Stored data
PR #481, opened 2020-10-01
improved docs

sajal243:


baptiste-grob:
😂 The compliment is much appreciated! I'm afraid we can't take ownership of it however 😄

PR #530, opened 2021-03-04
feat: notes display criteria

mobitar:
Incorporates SNJS's new [NotesSearchCriteria feature](https://github.com/standardnotes/snjs/pull/232). This PR doesn't include the updated SNJS version, since that's not yet published. So if you'd like to test it you'll need to yarn link locally.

What the exercise asks
Print each line, starting with the one that contains "improved docs" and ending with the last line of the data, exactly as it stands and with no other lines.

Task result
improved docs

sajal243:


baptiste-grob:
😂 The compliment is much appreciated! I'm afraid we can't take ownership of it however 😄

PR #530, opened 2021-03-04
feat: notes display criteria

mobitar:
Incorporates SNJS's new [NotesSearchCriteria feature](https://github.com/standardnotes/snjs/pull/232). This PR doesn't include the updated SNJS version, since that's not yet published. So if you'd like to test it you'll need to yarn link locally.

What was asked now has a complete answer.